Writes a status.json file into the simulation output directory. This is the sole writer of status updates — all transitions (queued → running → completed / failed / stopped) go through StatusTracker, ensuring consistency and preventing race conditions. The UI polls this file and listens to SSE status events to display live progress.


Data flow for a simulation

flowchart TD
    S1["1. Config JSON parsed by ConfigLoader"]
    S2["2. StrategyConfig validated by Pydantic"]
    S3["3. DatasetHandler partitions dataset → N client shards"]
    S4["4. FederatedSimulation initialises loaders,<br/>model, strategy, and Flower apps"]
    S5["5. Flower simulation engine launches Ray actors"]
    Round["For each round<br/>a&#41; Server sends global params<br/>b&#41; Clients train locally<br/>c&#41; Clients apply attack (opt.)<br/>d&#41; Strategy aggregates updates<br/>e&#41; Metrics recorded to history"]
    S6["6. SimulationStrategyHistory → CSV"]
    S7["7. Plots generated and saved"]
    S8["8. Attack snapshots generated (if enabled)"]

    S1 --> S2 --> S3 --> S4 --> S5 --> Round --> S6 --> S7 --> S8

Output directory layout

Simulation output structure
out/
└── <timestamp>/
    ├── config.json
    ├── status.json
    ├── output.log
    ├── csv/
    │   ├── strategy_0.csv
    │   └── strategy_1.csv
    ├── plots/
    │   ├── strategy_0_loss.pdf
    │   └── inter_strategy_comparison.pdf
    └── attack_snapshots/
        ├── summary.json
        ├── index.html
        └── round_N/
            ├── client_M_before.pkl
            ├── client_M_after.pkl
            └── visual_report.html

Container and volume lifecycle

Applied files:

  • docker-compose.yml (base)
  • docker-compose.override.yml (dev overrides)

Services:

  • api: FastAPI with --reload, hot-sync on ./intellifl changes
  • frontend: Vite dev server (port 5173), hot-sync on ./frontend/src changes
  • celery-worker: Celery worker with hot-sync on ./intellifl changes
  • celery-monitor: Flower monitoring dashboard (port 5555)
  • docs: Zensical documentation (port 8080)
  • redis: Redis broker with persistent volume

Volumes:

  • ./out: Mounted RW for simulation outputs
  • ./datasets: Mounted RW for downloaded datasets
  • ./config: Mounted RO for strategy configs
  • redis-data: Named volume for Redis persistence

Applied files:

  • docker-compose.yml (base only, no override)

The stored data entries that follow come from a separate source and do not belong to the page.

PR #1465, opened 2021-03-26
Decouples EVM from the contract layer

mcortesi:
### Description

**Note for reviewers**: It's easier to review commit after commit, to check the validity of the transformations.

This PR decouples the EVM from contracts.

1) `TobinTransfer`: before it was part of the EVM implementation, now it's `context.Transfer`. Making the EVM unaware of the tobin tax

2) `vm.GetRegisteredAddressWithEVM` was moved to `contracts` module. The vm module should not be aware of contracts. It now returns `common.address` instead of `*common.address`. This also helps fixes a bogus address comparison on `currency.Convert`

3) transfer precompile now relies ton `context.GetRegisteredAddress` instead of `vm.GetRegisteredAddress`. Decoupling it from contracts.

Start: docker compose -f docker-compose.yml up -d

Services:

  • api: FastAPI without --reload
  • frontend: nginx serving prebuilt React bundle (port 80)
  • celery-worker: Celery worker
  • docs: Zensical documentation (port 8080)
  • redis: Redis broker with persistent volume

Volumes:

  • ./out: Mounted RW for simulation outputs
  • ./datasets: Mounted RW for downloaded datasets
  • ./config: Mounted RO for strategy configs
  • redis-data: Named volume for Redis persistence (survives container restarts)

Task queuing with Celery + Redis

flowchart TD
    UI["React UI"]
    API["FastAPI"]
    Redis["Redis Broker<br/>Task queue + Result backend"]
    Worker["Celery Worker"]
    SR["SimulationRunner"]
    FS["FederatedSimulation"]

    UI -->|POST /api/simulations| API
    API -->|task.delay| Redis
    Redis -->|pull task| Worker
    Worker -->|exec| SR
    SR --> FS
    FS -->|write status| File["status.json<br/>output.log"]

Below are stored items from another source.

PR #1466, opened 2021-03-26
Upstream merge up to 1.9.14

hbandura:
Some notes from @oneeman about the flag changes:

- `c989bca`:
    - It renames many flags (keeping the old versions as deprecated).  Besides that, it moves the deprecated flags to a separate file (`flags_legacy.go`) and groups them by when they were deprecated, to ease removal later on.  
    - It also improves the UX around deprecated flags by (a) issuing warnings if deprecated flags are used, (b) not showing deprecated flags in the help message unless you use `--show-deprecated-flags` (new), (c) renaming (in code) the deprecated flag constants to start with `Legacy`.  
   - There were considerable conflicts, but straightforward.  Some notable points:
        - We had already removed `LightLegacyServFlag` and `LightLegacyPeersFlag`.  So the parts about `LegacyLightServFlag` and `LegacyLightPeersFlag` (the new names) had to be removed.
    - The following flags were renamed:
        - `--rpc` becomes `--http`
        - `--rpc*` becomes `--http.*` for [addr, port, corsdomain, vhosts, api]
        - `--ws*` becomes `--ws.*` for [addr, port, api, origins]
        - `--pprof*` becomes `--pprof.*` for [addr, port, memprofilerate, blockprofilerate, cpuprofile]
        - `--gpo*` becomes `--gpo.*` (gas price oracle, deleted by us)
    - In a separate commit, I made corresponding changes to Celo-only flags:
        - `--console*` to `--console.*` for [format, output]
        - deprecated by us (moved to legacy flag file, and warnings added if they're used and there was no warning):
            - `--miner.etherbase`
            - `--ethstats`
            - `--istanbul.*` for [requesttimeout, blockperiod, proposerpolicy, lookbackwindow]
            - `proxy.proxyenodeurlpair`


trianglesphere:
Were there any upstream commits that had significant conflicts or should be looked at more closely?
cc @oneeman

core/rlp_test.go
```diff
@@ -1,201 +0,0 @@
-// Copyright 2019 The go-ethereum Authors
```
trianglesphere: Did this file get deleted in upstream?

hbandura: If I'm not mistaken it was deleted by us previously, not sure why it's showing up here. I may have accidentally added it and re-deleted it.

hbandura:
> One CI note: it looks like `TestShortRepair - core` is failing. I don't believe this to be a known flakey test.
I'm currently working on this one. It seems a goroutine is blocked trying to write to a channel that noone is reading from (the freezer quit channel).

core/rlp_test.go
trianglesphere: This file was added in upstream during this commit, and is still in upstream, it should be re-added unless there's a specific reason why the test is no longer required.

trianglesphere (changes requested):
The deletion of `core/rlp_test.go` needs to be reverted or be explained why it should be deleted.

On the topic of tracking upstream changes, consensus has a quite nice template that they use (see here: https://github.com/ConsenSys/quorum/pull/1142). I'm not sure if it's manual or not, but having visibility into potential conflicts is nice.

signer/core/signed_data.go
```diff
@@ -216,57 +211,6 @@ func (api *SignerAPI) SignTypedData(ctx context.Context, addr common.MixedcaseAd
 	return signature, nil
 }
 
-func parseInteger(encType string, encValue interface{}) (*big.Int, error) {
```
trianglesphere, line 219: Why was this removed? It's still in upstream master

hbandura: because in our codebase this was moved to `shared/signer/signed_data.go`. During the merge it was accidentally duplicated

core/rlp_test.go
hbandura: Yeap, I readded it and modified it a bit to work

hbandura:
> Were there any upstream commits that had significant conflicts or should be looked at more closely?
> cc @oneeman

Not that I can recall in the ones I did myself, I think `ethstats/ethstats.go` is the only one. Overall it was just a matter of getting things to compile

cmd/geth/main.go
```diff
@@ -137,16 +136,16 @@ var (
...
 		utils.NoCompactionFlag,
 		utils.EWASMInterpreterFlag,
 		utils.EVMInterpreterFlag,
 		utils.CheckStaticCallCacheFlag,
 		configFileFlag,
-		utils.IstanbulRequestTimeoutFlag,
-		utils.IstanbulBlockPeriodFlag,
-		utils.IstanbulProposerPolicyFlag,
-		utils.IstanbulLookbackWindowFlag,
+		utils.LegacyIstanbulRequestTimeoutFlag,
```
trianglesphere, line 145: These also need to be flagged.

internal/debug/flags.go
```diff
@@ -60,26 +60,26 @@ var (
...
 	}
 	pprofPortFlag = cli.IntFlag{
-		Name:  "pprofport",
+		Name:  "pprof.port",
 		Usage: "pprof HTTP server listening port",
 		Value: 6060,
 	}
 	pprofAddrFlag = cli.StringFlag{
-		Name:  "pprofaddr",
+		Name:  "pprof.addr",
```
trianglesphere, line 68: The flag changes need to be recorded for when we make the next release so we can warn operators that we will be following upstream in deprecating certain flags.

trianglesphere (commented):
Test fixes look good to me.
This needs a PR description + flagging that we've changing some of the flags (it's following upstream, but it is important for node operators to know).
Once that's done, I think this is ready to merge.

trianglesphere (approved):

When you submit a simulation via the REST API:

  1. The API creates a Celery task and pushes it to Redis
  2. The Celery worker picks up the task and invokes simulation_runner.py
  3. The runner writes status.json and output.log to the output directory
  4. The UI polls these files (and SSE stream) to display live progress
  5. Results (CSVs, plots) are written to ./out/<timestamp>/

Fallback mode

If Redis is unavailable, the API dispatches simulations as subprocess tasks instead of Celery tasks. The UI still works; queuing is just unavailable.